Adolf Ziegler’s The Four Elements features allegorical nudes in a neoclassical style; their bodies read fertile, pure, healthy, racially superior, and not at all sexy or vulgar thanks to their invisible genitalia and demure postures. It’s feminine beauty as symbol and gentlemanly snack. This painting hung above the fireplace in Hitler’s Munich apartment.
AI-generated “art” images like the one below creep me out because they similarly present a sterilized and normative beauty ideal, but without the political awareness. The creator of such images, the viewers as well, put all criticism in a suspension of wonder because the true author of the image is a nonhuman program. The program innocently pulls images of young women the world has labeled beautiful and mashes them together, creating a static prop for the enactment of heterosexual fantasy and envy. The fact that the result contributes to such an economy, that it contributes to the violent cult of feminine purity and youth and thinness and whiteness, is ~merely accidental~.
The question of authorship and the intention of art seems to further encourage what Girard identified as pointless conflict born of mimetic rivalry.
He wrote in Things Hidden Since the Foundation of the World that mimetic desire can engender conflict because when we all want the same things, we engage in ever-escalating competition for the things. Competition is a reality of human society, and it can be a healthy motivator of progress, but it stifles progress when the rivals “forget about whatever objects are the cause of the rivalry and instead become more fascinated with one another.”
In this case, we have mistaken beauty for a necessary object like food or shelter and engage in competition to possess more and more and more of it. The further our beauty ideals move from human reality, a drift that AI is contributing to, the more scarce the object of our desire appears. (All the while, images of aspirational beauty proliferate at an unprecedented rate: brands will soon produce ad campaigns without needing to hire human models, pornography will be produced without the need for consenting human participants.) Beyond the money spent on beauty products and the hours of precious life wasted on beauty work, this pointless conflict involves the cutting of flesh, the grinding down of bone, the injection of toxins, the psychological torment of diets and eating disorders.

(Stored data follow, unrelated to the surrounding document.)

PR #931, opened 2026-08-02
fix(react): isolate timeline renderer failures

jorgensandhaug:
## Summary
- isolate every top-level and nested timeline group behind a React error boundary
- replace an invalid or unavailable renderer with a visible, bounded fallback while preserving neighboring conversation groups
- add a regression that deliberately resolves a tool renderer to `undefined`, reproducing the React #130 failure class
- remove the fleet-specific static-import workaround and bundle guard from #928 because production-session replay did not establish that lazy row as the cause

## Diagnosis
React error #130 means React received an undefined element type. The affected session's retained event window, goal, lineage, queue, SSE failure/reconnect transition, dock state, and fleet row were replayed against the deployed bundle without reproducing a deterministic fleet-specific failure. The reliable failure surface is a timeline renderer resolving to an invalid component type. The new boundary contains that exact failure at the smallest stable timeline group and leaves the rest of the chat usable.

## Regression
The new test passes a custom `ToolRegistry` whose `resolve()` returns `undefined`. Without the boundary, React #130 tears down the timeline render. With this change, the broken group becomes “Timeline item unavailable” and the messages immediately before and after remain mounted.

## Verification
- `bun test packages/react/test/timeline-renderers.test.tsx` — 54 pass
- `bun test packages/react/test --max-concurrency=8 --timeout=30000` — 950 pass
- focused `oxlint --deny-warnings` — clean
- `bun run build` in `apps/web` — production build, precompression, and bundle budgets pass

The violence increases in lock-step with the inflation of the beauty standard, keeping us unhappy, alienated from our bodies and uneasy with who we are.
As this mimetic competition narrows our vision, we’re losing the plot on what beauty means and why we pursue it. I mean, we pursue beauty because everyone else does, so if we opt out, we risk rejection — that’s the only why we need to be thoroughly motivated. But allowing the language of art-making into the competition implies that there is intrinsic value in such a banal type of beauty.

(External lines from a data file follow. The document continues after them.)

PR #308, opened 2026-06-30
Fix #270: MCP tool-call log page for agent principals

### LINKED ISSUE #270: MCP tool call log
All mcp tool calls are logged in the database, but there's currently nowhere that an agent's principal can view the logs. We've talked about unifying the agent task run model for both internal and external agents, but that's a longer term plan. Initially we just need a page where users can inspect the logs.

melody-harmonic:
Closes #270.

## Problem
Every MCP tool call is already persisted to `mcp_tool_call_logs`, but there was nowhere for an agent's principal to actually read them.

## What this adds
A principal-facing **list + detail** view of an agent's MCP tool calls, living under the agent and mirroring the existing `runs` / `show_run` pattern:

- **Routes**
  - `GET /ai-agents/:handle/mcp-tool-calls` — list
  - `GET /ai-agents/:handle/mcp-tool-calls/:log_id` — detail
- **Controller** (`AiAgentsController`)
  - `#mcp_tool_calls` — most-recent-first, capped at `MCP_TOOL_CALLS_PER_PAGE` (100) since the table is append-only with no retention policy yet
  - `#show_mcp_tool_call` — single call with full args/context/resources
  - Both are human-only and scoped to the caller's **own** agents via `find_ai_agent_by_handle`, plus the model's tenant default scope
- **Views** — HTML (pulse styling) and Markdown for both list and detail. Detail shows status, duration, source (internal task-run vs external client), timestamp, request id, arguments, context, and any resources the call touched.
- **Model** — `McpToolCallLog.recent` scope and `internal?` / `source_label` helpers.
- **Navigation** — "MCP Tool Calls" link added to the agent show page (HTML + Markdown).

## Scoping notes
- Works for **external** agents (Claude Desktop/Code/Cursor) as well as internal task-run agents — the source column distinguishes them.
- This is the read-only "initial" page the issue asks for; the longer-term unified agent-task-run model is out of scope here.

## Tests
Controller integration tests (access, tenant/owner scoping, 404s for unknown agent/log and cross-agent logs, feature-flag gating, markdown rendering) and model tests (`recent` ordering, `internal?`/`source_label`).

## Caveat
Written red-green by construction but **unverified locally** — this environment has no Docker, and the repo's tests/rubocop/sorbet run in containers. Relying on CI.

### DIFF
--- a/app/controllers/ai_agents_controller.rb
+++ b/app/controllers/ai_agents_controller.rb
@@ -6,13 +6,20 @@ class AiAgentsController < ApplicationController
 
   TASK_RUNS_PER_MINUTE = 5
 
+  # Cap the MCP tool-call log page at the most recent N rows. The table is
+  # append-only with no retention policy yet (see McpToolCallLog), so an
+  # unbounded query would grow without limit for a chatty agent.
+  MCP_TOOL_CALLS_PER_PAGE = 100
+
   before_action :set_sidebar_mode,
-                only: [:new, :index, :show, :settings, :run_task, :execute_task, :runs, :show_run, :cancel_run, :create, :execute_create_ai_agent, :deactivate,
+                only: [:new, :index, :show, :settings, :run_task, :execute_task, :runs, :show_run, :cancel_run, :mcp_tool_calls, :show_mcp_tool_call, :create,
+                       :execute_create_ai_agent, :deactivate,
                        :reactivate,]
   before_action :require_any_ai_agents_enabled, only: [
     :index, :show, :settings, :update_settings,
     :describe_update_ai_agent, :execute_update_ai_agent, :settings_actions_index,
     :describe_update_notification_preferences, :execute_update_notification_preferences,
+    :mcp_tool_calls, :show_mcp_tool_call,
   ]
   before_action :require_internal_ai_agents_enabled, only: [:run_task, :execute_task, :runs, :show_run, :cancel_run]
   before_action :require_flag_for_create_mode, only: [:new, :create, :execute_create_ai_agent]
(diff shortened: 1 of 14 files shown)


melody-harmonic:

**Verdict: Approve with nits** — authorization is sound, IDOR structurally prevented; only cleanups remain.

### What's right

- **Authorization (the main risk) is correct.** Both actions resolve the agent via `find_ai_agent_by_handle`, which constrains the lookup to `current_user.ai_agents` at the DB level; logs are then queried with `where(user: @ai_agent)`. A user can only ever reach logs for agents they're the principal of. The show action additionally re-scopes the log lookup by agent, so passing another principal's handle simply 404s.
- Faithfully mirrors the existing `runs`/`show_run` convention (controller shape, 403/404 handling, route nesting, view structure). JSON blobs are auto-escaped in the HTML views.

### Concerns

- **Wasted eager-load** (`ai_agents_controller.rb:368`): `.includes(:api_token, :ai_agent_task_run)` loads associations the index view never reads (`source_label`/`internal?` only read the `ai_agent_task_run_id` *column*; `api_token` is never referenced). Not an N+1 — extra preload queries. Drop the `includes`.
- **`display_path` rendered as an unsanitized `href`** (`show_mcp_tool_call.html.erb:48`). This is **identical to the pre-existing `show_run.html.erb:156` pattern**, so not introduced here — but if these stored paths aren't validated at write time, a `javascript:` URI would be a stored-XSS vector across both pages. Worth a follow-up to validate at write time; out of scope for this PR.

### Nits

- **Non-deterministic ordering** (`mcp_tool_call_log.rb:40`): `order(created_at: :desc)` has no secondary key; same-millisecond logs sort unstably. Matches `AiAgentTaskRun.recent`, but `order(created_at: :desc, id: :desc)` would be stable.
- **"Pagination" is a hard cap** (`MCP_TOOL_CALLS_PER_PAGE`, `.limit(100)` with no offset/cursor): logs beyond the newest 100 are unreachable. The cap is reasonable and the view copy is honest ("max 100"), but `_LIMIT` would name it better.
- **Markdown pipe-injection** in `.md.erb` table cells: a `tool_name`/path containing `|` breaks table rendering. Cosmetic, no security impact; values are effectively server-controlled enums.

### Test assessment

Strong. The critical authorization-denied cases are present: "user cannot view another user's agent MCP tool calls" → `:not_found`, and "detail returns 404 for a log belonging to a different agent" → confirms the `where(user: @ai_agent)` scoping (the right IDOR probe). Also covers unauthenticated redirect, non-existent handle 404, unknown log id 404 (UUID, so no 500), feature-flag-disabled 403, empty state, and Markdown content negotiation. Model tests cover `recent` ordering and the `internal?`/`source_label` branch. Minor gap: no explicit test that a non-human (ai_agent) user hits the `human?` 403 guard (duplicated from the well-tested `runs` actions).

danallison:
seems like the most useful information gets left out, and the table contains the least interesting (and most repetitive) info. the table should show the timestamp, tool, path, action name, and intention. we'll have to do another design pass on this later, but for now let's just at least include the most useful info.

melody-harmonic:
Done (46f90694, pushed). The list table now leads with the useful columns — **timestamp · tool · path · action · intention** — and drops status/duration/source, which were the repetitive ones. Non-applicable cells (e.g. no action for a `fetch_page`, no path for `search`) render an em dash. Path/action come from `arguments`, intention from the `context` block, via new null-safe `McpToolCallLog` accessors; the Markdown list mirrors the same columns. Full status/duration/source stays on the per-call detail page. Agreed a proper design pass comes later — this is just the quick win. CI-verified but not locally test-run on my end.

Samuel Taylor Coleridge said this about poetry, but I think it applies to image-making as well: art is not imitative because it is interested in achieving sameness with nature, rather artful imitation reveals some human essence when it “consists either in the interfusion of the same throughout the radically different, or the different throughout a base radically the same.” Our image-based beauty contest interfuses nothing radical, resulting in a feedback loop that reveals nothing and offers only more of the same: feminine bodies as passive objects for consumption, feminine presence as putty in a manipulating hand.
We’ve sidestepped the uncanny valley of human-beauty versus image-beauty by welcoming a measure of inhumanity. The beautiful AI art-person wears its blankness as a signifier of inhuman cleanliness, perfection. It learned this from the dissociative pouts of it-girls on social media, the sunken death stares of fashion models, the resentful passivity glimpsed in paparazzi snaps. It represents everybody and nobody. It represents what everybody wants and nobody can have.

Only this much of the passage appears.